WORK INSTRUCTION
All the data beneath this line is to be reproduced exactly.

PROVIDED MATERIAL

• • •

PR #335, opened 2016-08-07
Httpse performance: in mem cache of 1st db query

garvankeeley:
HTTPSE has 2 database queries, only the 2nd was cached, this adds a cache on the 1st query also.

• • •

COMPLETED TASK
PR #335, opened 2016-08-07
Httpse performance: in mem cache of 1st db query

garvankeeley:
HTTPSE has 2 database queries, only the 2nd was cached, this adds a cache on the 1st query also.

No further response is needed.